WHAT IS BEING ASKED:
Pick each line containing the word "deeper" out of the data below.

[Items listed in a dataset]

====================

PR #1664, opened 2026-05-19
fix(scan-config): preserve dictionary entry order on rename

bilalesi:
rebuild the atoms map in place when renaming `BlockDictionary` keys so items stay in their original position instead of moving to the end of the list

### DIFF
--- a/src/features/scan-config/components/block-dictionary-entries.tsx
+++ b/src/features/scan-config/components/block-dictionary-entries.tsx
@@ -8,6 +8,7 @@ import {
   WarningFilled,
 } from '@ant-design/icons';
 import { Input } from 'antd';
+import { kebabCase } from 'es-toolkit/compat';
 import { atom, useAtom } from 'jotai';
 import { AnimatePresence, motion } from 'motion/react';
 import { Fragment, memo, useMemo } from 'react';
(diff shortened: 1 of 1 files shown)


pgetta (approved):

src/features/scan-config/components/block-dictionary-entries.tsx
```diff
@@ -158,8 +160,11 @@ export default function BlockDictionaryEntries({
     allEntries.delete(selectedEntry);
     allEntries.add(newKey);
 
-    selectedTabAtoms[newKey] = selectedTabAtoms[selectedEntry];
-    delete selectedTabAtoms[selectedEntry];
+    const renamedTabAtoms = Object.fromEntries(
+      Object.entries(selectedTabAtoms).map(([key, value]) =>
+        key === selectedEntry ? [newKey, value] : [key, value]
+      )
+    );
```
g-bar, line 167: 👍

g-bar:
This is probably going to conflict with : https://github.com/openbraininstitute/core-web-app/pull/1619

But I guess we can merge and I'll fix the conflict on my branch.

g-bar (approved):

PR #1665, opened 2026-05-19
Fix brain region selection being overridden by global workspace state in cell morphology contribution form

dkeller9:
When contributing a cell morphology, any brain region selected inside the contribution form was being overridden by the globally selected brain region from the workspace.
The root cause was that `BrainRegionSelector` called `useWorkspaceHierarchyRegistry()` directly, coupling the form field to live global state. Any change to the global brain region selection would propagate into the dropdown and overwrite the user's local selection.
The fix removes the global registry dependency from `BrainRegionSelector` entirely. The component now accepts `defaultBrainRegion`, `value`, and `onChange` as props, making it purely form-controlled via Ant Design's `Form.Item` value/onChange injection. The initial brain region is read once from the form instance via `useRef` in `Setup`, which was itself initialized from the session's starting brain region. This means the selector correctly pre-populates on open but remains independent of any subsequent global state changes.

The original bug ticket filed by Natali is:
https://github.com/openbraininstitute/prod-explore-functionality/issues/494


src/ui/segments/contribute/cell-morphology/steps/setup.tsx
```diff
@@ -12,9 +12,11 @@ import {
   renderLabel,
 } from '@/ui/segments/contribute/shared/helpers';
 import { cn } from '@/utils/css-class';
+import { useRef } from 'react';
```
pgetta: Import order: `react` is an external package and belongs in the top group (above the blank line, alongside `antd`/`dayjs`). The current placement after the `@/*` block will fail Biome's `useSortedImports` rule. Move to line 5 area:

```ts
import { InfoCircleFilled } from '@ant-design/icons';
import { DatePicker, Form, Input, InputNumber, Space } from 'antd';
import dayjs from 'dayjs';
import { useRef } from 'react';
```

src/ui/segments/contribute/cell-morphology/steps/setup.tsx
```diff
@@ -12,9 +12,11 @@ import {
...
 
 export function Setup() {
   const form = Form.useFormInstance();
+  const initialBrainRegionId = useRef(form.getFieldValue(['setup', 'brain_region_id']));
```
pgetta: **Suggestion A (preferred): initialize via the form, not a per-caller `useRef`.**

This line pushes the "snapshot the initial value" responsibility onto every caller of `BrainRegionSelector`. The form is the natural owner of initial field values, and Ant Design has a first-class API for it. Where this form is mounted, do one of:

```tsx
<Form initialValues={{ setup: { brain_region_id: selectedBrainRegion?.id } }} ...>
```

or, if `selectedBrainRegion` isn't available at form construction:

```tsx
useEffect(() => {
  form.setFieldValue(['setup', 'brain_region_id'], selectedBrainRegion?.id);
}, []); // mount only — intentional empty deps
```

With that, `BrainRegionSelector` can stay zero-prop (no `defaultBrainRegion`, no type cast), the other 5 contribute forms get fixed for free, and there's no risk a future caller forgets the snapshot dance.

src/ui/segments/contribute/cell-morphology/steps/setup.tsx
```diff
@@ -62,8 +64,8 @@ export function Setup() {
           },
         ]}
       >
-        <BrainRegionSelector />
-      </Form.Item>
+      <BrainRegionSelector defaultBrainRegion={{ id: initialBrainRegionId.current } as IBrainRegionHierarchy} />
```
pgetta: Three things on this line:

1. **Type cast lie.** `{ id: initialBrainRegionId.current } as IBrainRegionHierarchy` works only because `BrainRegionDropdownWithFormItem` happens to read only `.id` today. If anyone reads another field from `defaultBrainRegion`, this crashes at runtime with no type error. If we keep the prop, narrow it to `defaultBrainRegionId?: string` or `Pick<IBrainRegionHierarchy, 'id'>`.
2. **Indentation:** 6 spaces, but siblings are at 8. Biome will rewrite.
3. If Suggestion A (above) is taken, this whole line goes away and `<BrainRegionSelector />` stays unchanged from `main`.

src/ui/segments/contribute/cell-morphology/steps/setup.tsx
```diff
@@ -62,8 +64,8 @@ export function Setup() {
...
+ </Form.Item>
```
pgetta: Indentation: only 1 leading space here vs. 6 on the sibling `</Form.Item>` tags. Biome format will fix, but please run `pnpm format` before pushing.

src/ui/segments/contribute/shared/components/brain-region-selector.tsx
```diff
@@ -1,17 +1,22 @@
...
 
-export function BrainRegionSelector() {
-  const { selectedBrainRegion } = useWorkspaceHierarchyRegistry();
+interface IBrainRegionSelectorProps {
+  defaultBrainRegion?: IBrainRegionHierarchy;
+  value?: string;
+  onChange?: (value: string) => void;
+}
 
+export function BrainRegionSelector({ defaultBrainRegion, value, onChange }: IBrainRegionSelectorProps) {
```
pgetta: After Suggestion A (initialize via the form), this component can revert to its original zero-prop shape — `Form.Item` injects `value`/`onChange` automatically, and `defaultBrainRegion` becomes unnecessary because the form field is already populated. The bug only existed because the component was reading global state directly; once that's gone, no prop is needed.

If you'd rather keep a prop-based API, please narrow `defaultBrainRegion` to `defaultBrainRegionId?: string` so callers don't have to lie to the type system as in `setup.tsx:67`.

src/ui/segments/contribute/shared/components/brain-region-selector.tsx
```diff
@@ -1,17 +1,22 @@
...
   return (
     <BrainRegionDropdownWithFormItem
       clsx={{ trigger: 'rounded-full w-full h-12', content: 'z-[99999]' }}
       showIcon={false}
       charsPerLine={200}
-      defaultBrainRegion={selectedBrainRegion as IBrainRegionHierarchy}
+      defaultBrainRegion={defaultBrainRegion}
```
pgetta: **Suggestion B: also fix the root cause one layer deeper in `src/features/brain-region-dropdown/form-dropdown.tsx`.**

The reason live global state propagated into this dropdown is that `BrainRegionDropdownWithFormItem` re-derives `defaultBrainRegion` on every render. Capturing it once on mount makes "default" behave as the name implies and prevents this class of bug from recurring through any future caller:

```tsx
export function BrainRegionDropdownWithFormItem({ defaultBrainRegion, value, onChange, ... }) {
  const [initialDefault] = useState(defaultBrainRegion); // snapshot once
  const { result: brainRegionHierarchy } = usePrimaryExtendedHierarchySpeciesQuery();
  ...
  return (
    <BrainRegionDropdown
      defaultBrainRegion={
        value
          ? brainRegionHierarchy?.options.find(({ value: v }) => value === v)?.data
          : brainRegionHierarchy?.options.find(({ value: v }) => initialDefault?.id === v)?.data
      }
      ...
    />
  );
}
```

One line, zero API churn, defense-in-depth on top of Suggestion A.

pgetta (commented):
Thanks for tracking this one down — the root-cause analysis is spot-on. The fix works locally for cell-morphology, but I think we can solve it at a better layer and cover the other 5 contribute forms (`em-cell-mesh`, `experimental-neuron-density`, `experimental-bouton-density`, `synapses-per-connection`, `electrical-cell-recording`) in the same change. Two suggestions inline; here's the shape:

### Suggestion A — initialize the form field, not the component
The form is the natural owner of "what value this field starts at". If we set `setup.brain_region_id` once (via `initialValues` on the parent `<Form>`, or `form.setFieldValue` in a mount-only effect), then `BrainRegionSelector` can stay a zero-prop dumb controlled input — `Form.Item` already injects `value`/`onChange`. No `useRef` snapshot per caller, no `defaultBrainRegion` prop, no `as IBrainRegionHierarchy` cast. The other 5 contribute forms get the same treatment for free.

### Suggestion B — make `BrainRegionDropdownWithFormItem`'s `defaultBrainRegion` actually mean "default"
The deeper bug is in `src/features/brain-region-dropdown/form-dropdown.tsx`: `defaultBrainRegion` is re-derived on every render. If it were captured once on mount (`const [initialDefault] = useState(defaultBrainRegion);`), "default" would behave the way every caller already assumes, and this class of bug couldn't recur via a different caller. Worth doing **in addition** to A as defense-in-depth — it's a one-line change at the root of the problem.

### Other small things
- Import order at `setup.tsx` line 15 — `react` belongs in the external-packages block at the top, not after `@/*`. Biome will flag this.
- Indentation at `setup.tsx` lines 67–68 is off (6 spaces / 1 space vs. siblings at 8). `pnpm format` will rewrite, but worth doing pre-push.
- No tests — a small render test that mounts the selector inside a `Form`, asserts initial value renders, then mutates global state and asserts the field is unchanged would lock this in. Not blocking.

Nothing here is a hard blocker — happy to discuss if you'd rather keep the per-caller `useRef` pattern.

src/ui/segments/contribute/cell-morphology/steps/setup.tsx
dkeller9: I have reverted `setup.tsx `to its original.

src/ui/segments/contribute/cell-morphology/steps/setup.tsx
dkeller9: Implemented by freezing initialValues with an empty dependency useMemo in `context.tsx`, which applies to all 6 contribute forms.

src/ui/segments/contribute/cell-morphology/steps/setup.tsx
dkeller9: `setup.tsx` is not modified in the final solution.

src/ui/segments/contribute/shared/components/brain-region-selector.tsx
dkeller9: Implemented by snapshotting defaultBrainRegion with useState in BrainRegionDropdownWithFormItem, preventing re-derivation on subsequent renders.

src/ui/segments/contribute/shared/components/brain-region-selector.tsx
dkeller9: `BrainRegionSelector` reverted to zero-prop, no global registry dependency

src/ui/segments/contribute/cell-morphology/index.tsx
```diff
@@ -76,12 +77,13 @@ interface ICellMorphologyProps {
...
   const { projectId, virtualLabId } = useWorkspace();
   const { selectedBrainRegion } = useWorkspaceHierarchyRegistry();
+  const brainRegionId = useRef(selectedBrainRegion?.id ?? null);
 
   return (
     <ContributionForm
       config={cellMorphologyConfig}
       sessionId={sessionId}
-      brainRegionId={selectedBrainRegion?.id!}
+      brainRegionId={brainRegionId.current}
```
pgetta: Now that `context.tsx` freezes `initialValues` via empty-deps `useMemo`, this per-caller `useRef` snapshot is doing the same work one layer down — exactly the pattern the previous review pushed back on. The other 5 contribute forms already work without it; suggest dropping it here too for consistency.

```suggestion

  return (
    <ContributionForm
      config={cellMorphologyConfig}
      sessionId={sessionId}
      brainRegionId={selectedBrainRegion?.id ?? null}
```

pgetta (commented):
Architectural fix looks solid — freezing `initialValues` at the pipeline-context layer cleanly covers all 6 contribute forms, and the `useState` snapshot in `BrainRegionDropdownWithFormItem` is good defense-in-depth. Two small follow-ups before merge.

src/ui/segments/contribute/cell-morphology/index.tsx
```diff
@@ -7,6 +7,7 @@ import {
   createCellMorphologyConfig,
 } from '@/ui/segments/contribute/cell-morphology/config';
 import { useCellMorphologyPipeline } from '@/ui/segments/contribute/cell-morphology/pipeline';
+import { useRef } from 'react';
```
pgetta: If you drop the `useRef` below (see other comment), this import can go too.

src/features/brain-region-dropdown/form-dropdown.tsx
```diff
@@ -268,4 +269,4 @@ export function BrainRegionDropdownWithFormItem({
       showIcon={showIcon}
     />
   );
-}
+}
```
pgetta: Missing trailing newline at EOF (`\ No newline at end of file` in the diff). Please run:

```bash
pnpm format src/features/brain-region-dropdown/form-dropdown.tsx
```

Scoped to this file on purpose — parts of the codebase haven't been migrated to Biome formatting yet, so we don't want to run `pnpm format` over everything.

src/ui/segments/contribute/cell-morphology/index.tsx
dkeller9: The useRef snapshot in index.tsx has been dropped since context.tsx already freezes initialValues at mount and consequentally the per-caller snapshot is redundant. Reverted to passing selectedBrainRegion?.id ?? null directly.

src/ui/segments/contribute/cell-morphology/index.tsx
dkeller9: Removed along with the useRef usage.

src/features/brain-region-dropdown/form-dropdown.tsx
dkeller9: Newline added.

pgetta (approved):
Thank you for the fixes, Daniel. Nice work!

dkeller9:
Thanks for reviewing!

PR #2059, opened 2017-04-24
Export multiple meshes and use de global position

felipebaltazar:
is possible export multiple meshes to obj, fot that reason i create a loop to get all meshes in array.


deltakosh:
Indentation is not good:)

deltakosh:
Sorry to bother you:( but indent level should be 4 and not 8

deltakosh:
Try with vscode perhaps?

PR #2064, opened 2017-04-25
Helper functions

RaananW:
Get left and right camera and target, allowing flexibility for the
developer.
Also - the callback is not set using a setter that checks if the
controllers were already initialized. So even if the callback is added
later, it will be called if the controllers are already set.


deltakosh:
Thanks mate!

====================

TASK RESPONSE:
pgetta: **Suggestion B: also fix the root cause one layer deeper in `src/features/brain-region-dropdown/form-dropdown.tsx`.**
The deeper bug is in `src/features/brain-region-dropdown/form-dropdown.tsx`: `defaultBrainRegion` is re-derived on every render. If it were captured once on mount (`const [initialDefault] = useState(defaultBrainRegion);`), "default" would behave the way every caller already assumes, and this class of bug couldn't recur via a different caller. Worth doing **in addition** to A as defense-in-depth — it's a one-line change at the root of the problem.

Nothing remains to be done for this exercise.